I agree with Lykiri and everyone here can also confirm what GZ stated to him by calling him. It is easy to try to interpret potential signals such as the change to 'cancer' indication on a pending product approval list as a potential broadening of the soon to be approved therapeutic indication, particularly when so much elapsed time has occurred. However given the complexities of the DCVax-L MAA coming from a bare bones resourced sponsor it is most likely safe to believe the MAA is for n&rGBM, which is fantastic to start, and with the manual mfg process, which is fine to start with knowing there is a fantastic upgrade just around the corner of approval.

As Lykiri states the change regs make it simpler to attain approval with the base process initially which is fully supported with development data and then to change to the modified process post approval with a supplement. The initial submission will contain significant explanations of the science behind the initial process and the mechanical components which execute the science. Then the change submission will only have to explain how the science remains intact and how the substitute mechanical elements perform the same basic functions as the original elements only with enhanced attributes such as quality, consistency, control or yield. This is why the change submission can be reviewed more rapidly, assuming the submission contains all required process development comparator datasets, which is a given.

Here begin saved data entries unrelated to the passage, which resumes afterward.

PR #1067, opened 2019-07-26
Renaming/typechecking stage for requirements checker

starsandspirals:
This still isn't integrated properly and used by CodeWorld for the requirements checking due to my issues with ghcjs-boot preventing me from building CodeWorld currently, but I thought it was worth making a pull request for the work I've been doing on the requirements checker so I don't get too many commits ahead.

This adds the rules that are checked after renaming or typechecking to the requirements checker, currently including the no warnings rule which is checked after typechecking to ensure that all warnings are counted, and the blacklist/whitelist rules which are now checked after renaming rather than after parsing. (This also means that all the rules which were implemented in CodeWorld are now implemented in the plugin version of the requirements checker.) This pull request also reorganises the structure of modules within the requirements checker, to better match the other CodeWorld projects and in preparation for integration.

### DIFF
--- a/codeworld-requirements/src/CodeWorld/Requirements/Checker/Types.hs
+++ b/codeworld-requirements/src/CodeWorld/Requirements/Checker/Types.hs
@@ -66,11 +66,11 @@ module CodeWorld.Requirements.Checker.Types where
     getStage (NotUsed _) = Parse
     getStage (ContainsMatch{}) = Parse
     getStage (MatchesRegex{}) = Source
-    getStage (OnFailure _ r) = getStage r
+    getStage (OnFailure _ _) = Multiple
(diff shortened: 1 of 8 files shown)


codeworld-requirements/src/CodeWorld/Requirements/Checker/Types.hs
```diff
@@ -66,16 +66,16 @@ module Requirements.Types where
     getStage (NotUsed _) = Parse
```
cdsmith: I don't think you should do it in this pull request, but it seems worth reevaluating whether some of these could be moved to a later stage.  NotUsed seems like it would be more correct during renaming, for example.

Issue #1073, opened 2019-08-07
Imprecise detection of template haskell


cdsmith:
**Shared Program**: https://code.world/haskell#PvmcFl0m1uGPxR-OH8_lVeQ

**Description**

The detection of template-haskell currently just looks for any of "TemplateHaskell", "QuasiQuote" or "glasgow-exts" as a substring of the source file.  This isn't saying exactly what we want.  In particular:

1. This might not be sufficient in the future to detect all ways to turn on TemplateHaskell.  GHC could add new flag sets that have this effect (in the same way that -fglasgow-exts does now).

2. These strings can sometimes occur in comments, string literals, etc., where they are innocent, but the program is rejected anyway.

Copied from a comment on #1072:

> codeworld-compiler now links ghc-lib-parser, and parseDynamicFilePragma can be used to parse language and options pragmas from the source code into dflags, and then we can check for use of the language flags in the resulting DynFlags value. There's existing code for this in CodeWorld.Compile.Framework ghcParseCode.

@misterbeebee FYI

PR #1074, opened 2019-08-08
WIP: Integration of requirements checker plugin

starsandspirals:
I don't know if you're looking at this at the same time - no problem if you are - but I thought it was worth making the current state of my efforts more visible in case it makes any issues become apparent.

I've been following along with the advice received from Luite to try and fix my Cabal/GHCJS issues, but have generally just ended up running into different problems, so in the current state this is stuck at another cabal error.

The current issue is that the package ghc-api-ghcjs cannot be found; I've discovered that it's in the build/ghcjs/lib folder, but I don't know how to access it or other ghcjs packages from there in the cabal file! But as a summary of progress made in this pull request so far, I've gotten rid of the old requirements checker code in the compiler folder that's all duplicated in the new requirements folder, added the required plugin arguments to the call to ghcjs in Compile.hs, and implemented the feedback from Luite, i.e. created a stub version of the plugin and separated out the ghc and ghcjs versions to try and avoid the previous issues.


codeworld-compiler/codeworld-compiler.cabal
```diff
@@ -54,7 +48,6 @@ Library
     directory,
     exceptions,
     filepath,
-    ghc-lib-parser < 8.8,
```
cdsmith: Can you leave this and the stuff in CodeWorld.Compile.Framework?  I already have one other place I'd like to use it (#1073).

starsandspirals: One of the reasons I got rid of this as soon as possible was that when I try to build with it as is, I get the following error preventing me from building:

[2 of 4] Compiling CodeWorld.Compile.Framework ( src/CodeWorld/Compile/Framework.hs, dist/build/CodeWorld/Compile/Framework.o )

src/CodeWorld/Compile/Framework.hs:65:1: error:
    Could not find module ‘Platform’
    Perhaps you meant Platform (needs flag -package-key ghc-8.6.5)
   |
65 | import qualified "ghc-lib-parser" Platform as GHCParse
   | ^^^^^^^^^^^^^^^^^^^^^^^^^^^^^^^^^^^^^^^^^^^^^^^^^^^^^^

Do you have any idea what's causing this? If so, I can bring it back now; if not, I'll leave it out until I've finished working on integration and then bring it back for you to look at, as otherwise I can't build to test anything.

starsandspirals:
Installing the packages using cabal as you suggested worked, so I added this to install.sh.

Now the build process completes successfully again, but I get a new and different error when trying to compile programs using CodeWorld. Now it says:

```
The value plugin did not have the type Plugin as required
```

This doesn't really make sense, as the value of plugin in both RequirementsChecker.hs and the stubbed version definitely has type Plugin, so I don't know where this is coming from; but at least it's a different error.

cdsmith:
@luite Please help!

codeworld-compiler/codeworld-compiler.cabal
cdsmith: It looks like the `Platform` module was removed (or flag-protected?) between 0.20190603 and 0.20190703.  You can add a tighter version bound to ghc-lib-parser in the cabal file.  Sorry about that!

luite:
Ah the error messages there aren't yet as good as they should be. And the plugin loading mechanism is rather hacky right now.

Right now what GHCJS does is the following:

1. the plugin name and module is located in the GHCJS package DB. The type of `plugin` should be `ghc:Plugins.Plugin`, where `ghc` is the GHC library from the GHCJS package db.
2. GHCJS tries to find a module with the same name in the package database specified with `-host-package-db`
3. GHCJS checks that the type of the plugin is `ghc-api-ghcjs:Plugins.Plugin`. This should be the same instance of `ghc-api-ghcjs` that GHCJS is built against.

Most likely 2 or 3 go wrong. What's the easiest way for me to reproduce the build?

codeworld-compiler/codeworld-compiler.cabal
starsandspirals: I've fixed this bound and restored the code in Framework.hs.

starsandspirals:
With the extra information about how GHCJS deals with plugins, I think I've figured out how to arrange the cabal file so that it should work. The new setup looks more like this:

```
flag build-for-ghcjs
  Description: Build for GHCJS
  Default:     False
  Manual:      True

library
  if impl(ghcjs)
    hs-source-dirs:    stub-src
    build-depends:     ghc >= 8.6.5,
                       ghc-boot-th
  else
    hs-source-dirs:    src
    other-modules:     CodeWorld.Requirements.Framework
                       CodeWorld.Requirements.Requirements
                       CodeWorld.Requirements.Checker.Eval
                       CodeWorld.Requirements.Checker.Language
                       CodeWorld.Requirements.Checker.Matcher
                       CodeWorld.Requirements.Checker.Types
    if flag(build-plugin-for-ghcjs)
      build-depends:   ghc-api-ghcjs
    else
      build-depends:   ghc >= 8.6.5,
                       ghc-boot-th
```

which matches closely with the example setup in Luite's email, and with the addition of the flag and extra conditional should install the packages with the right dependencies.

However, I'm having some trouble when actually trying to build with this flag. After adding "-f build-plugin-with-ghcjs" to the cabal install command, I get this error:

```
===== RUNNING: cabal_install ./codeworld-server ./codeworld-error-sanitizer ./codeworld-compiler ./codeworld-requirements ./codeworld-game-api ./codeworld-prediction ./codeworld-api ./codeworld-game-server ./codeworld-account ./codeworld-auth -f build-plugin-for-ghcjs
Warning: the --global flag is deprecated -- it is generally considered a bad
idea to install packages into the global store
Resolving dependencies...
cabal: Could not resolve dependencies:
[__0] trying: codeworld-requirements-0.1.0.0 (user goal)
[__1] rejecting: codeworld-requirements:-build-plugin-for-ghcjs (constraint
from config file, command line flag, or user target requires opposite flag
selection)
[__1] trying: codeworld-requirements:+build-plugin-for-ghcjs
[__2] unknown package: ghc-api-ghcjs (dependency of codeworld-requirements
+build-plugin-for-ghcjs)
[__2] fail (backjumping, conflict set: codeworld-requirements, ghc-api-ghcjs,
codeworld-requirements:build-plugin-for-ghcjs)
After searching the rest of the dependency tree exhaustively, these were the
goals I've had most trouble fulfilling: codeworld-requirements,
codeworld-requirements:build-plugin-for-ghcjs, ghc-api-ghcjs
```

It's as if ghc-api-ghcjs isn't installed, like before, except that now it is installed and works fine when it isn't being used conditionally as a result of this flag.

Any advice?

cdsmith:
Daniel, I'm so sorry.  I've been swamped at work this week, but I'll try to take a look at this tonight or tomorrow.

Any chance you'll be at ICFP next week?

starsandspirals:
It's no problem at all! I haven't made any progress on this either, unfortunately; I'm happy to keep on pushing with it after GSoC officially finishes, though, so we can get it integrated into CodeWorld properly after we get through all the cabal problems.

I will be at ICFP next week; in fact, I'm writing this at the airport! It'd be great to meet you in person at some point, if you'll be around.

cdsmith:
Excellent!  I'm leaving tomorrow night, and arriving Sunday morning.  I look forward to seeing you there.

I am always happy to accept any collaboration on CodeWorld, but I want to be clear that you shouldn't carry forward GSoC obligations past the coding period.  Luite is usually at ICFP, and maybe the three of us can find some time and solve this quickly.  But if not, you should write a GSoC recap focusing on your GHC plugin running on non-GHCJS code, and show some examples of its use.  That will be a successful project.  The GHCJS and CodeWorld integration will still happen, but I will not consider you obligated to continue work on it.

Issue #1178, opened 2019-09-27
install.sh cabal haddock --html needs an output directory


blackgnezdo:
This also seems to be related to cabal-3.

**Description**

This has been a journey like no other most of us have experienced. And MHRA I will say has not been as partnering as maybe expected, or maybe just not very efficient, which brings back memories of FDA prior to PDUFA fees and dates. The MHRA process is all but open ended and declaring to be caught up with reviews is not the statement it appears to be at first glance since the process is all but open ended.

Good luck to all. While it is never over until the RA sings approval, the more time that elapses means the RA has not found reason to turn down the application and it is obvious they have had more than sufficient time to turn over the rocks and discuss the findings with everyone. It is quite exciting to envision the dawn of such a wonderful new approach to cancer treatment!

[manibiotech]

Thanks Exactly what I have been saying . But some still don't believe what company has stated in black and white and come up with speculations . 

[learningcurve2020]

I must've missed the conference call where that material info was given out? Is GZ part of the army of consultants?

[dennisdave]

I don’t believe for a second that GZ has inside knowledge of the contents of the MA or any CMC updates.
NWBO has repeatedly stated they will not comment on the ongoing review.
And what you claim he said contradicts NWBO’s recent PRs and basic MHRA ATMP rules. Yes, the original MAA was based on manual, but NWBO has since stated that Flaskworks/Grade C is the intended commercial manufacturing method and MHRA must review the intended commercial process. so Im going to give your he said claim a 9 from 10 on the BS meter

[dbing]

George Z is a lying sack of shit like Dave Ines.

[martyDg]

They're not waiting for flashworks so then where's the fucking decision? What are they waiting for? 2 years! 2 FUCKING YEARS AND THEY STILL CANNOT DECIDE!